Should the injunctive relief sought by Mercedes be granted?

[28]  Recently, in R. v. Canadian Broadcasting Corp., 2018 SCC 5 (“Canadian Broadcasting”), the Supreme Court of Canada considered the applicable framework for granting a mandatory interlocutory injunction.  It noted its prior decisions in Manitoba (Attorney General) v. Metropolitan Stores Ltd. [1987] 1 SCR 110 and in RJR-MacDonald Inc. v Canada (Attorney General), [1994] 1 SCR 311 (“RJR—MacDonald”), where it held that applications for an interlocutory injunction must satisfy each element of a three part test which stems from American Cyanamid Co v Ethicon Ltd [1975] AC 396.  At the first stage, the application judge is to undertake a preliminary investigation of the merits to decide whether the applicant demonstrates a “serious question to be tried”, in the sense that the application is neither frivolous nor vexatious.  The applicant must then, at the second stage, convince the court that it will suffer irreparable harm if an injunction is refused.  Finally, the third stage of the test requires an assessment of the balance of convenience, in order to identify the party which would suffer greater harm from the granting or refusal of the interlocutory injunction, pending a decision on the merits.

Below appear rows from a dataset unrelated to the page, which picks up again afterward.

PR #1986, opened 2024-07-08
Batching: Add Protobuff params to message Function for batching

cathyzbn:
## Describe your changes
Protoc changes to to support batching

---

### DIFF
--- a/modal/functions.py
+++ b/modal/functions.py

[29]  However, in Canadian Broadcasting, the courts below had applied a heightened threshold which raised, for the first time before the Supreme Court, the question of what threshold ought to be applied at the first stage where the applicant seeks a mandatory interlocutory injunction. The Court held that:

[15]    In my view, on an application for a mandatory interlocutory injunction, the appropriate criterion for assessing the strength of the applicant’s case at the first stage of the RJR—MacDonald test is not whether there is a serious issue to be tried, but rather whether the applicant has shown a strong prima facie case.  A mandatory injunction directs the defendant to undertake a positive course of action, such as taking steps to restore the status quo, or to otherwise “put the situation back to what it should be”, which is often costly or burdensome for the defendant and which equity has long been reluctant to compel. Such an order is also (generally speaking) difficult to justify at the interlocutory stage, since restorative relief can usually be obtained at trial. Or, as Justice Sharpe (writing extrajudicially) puts it, “the risk of harm to the defendant will [rarely] be less significant than the risk to the plaintiff resulting from the court staying its hand until trial”.  The potentially severe consequences for a defendant which can result from a mandatory interlocutory injunction, including the effective final determination of the action in favour of the plaintiff, further demand what the Court described in RJR—Macdonald as “extensive review of the merits” at the interlocutory stage.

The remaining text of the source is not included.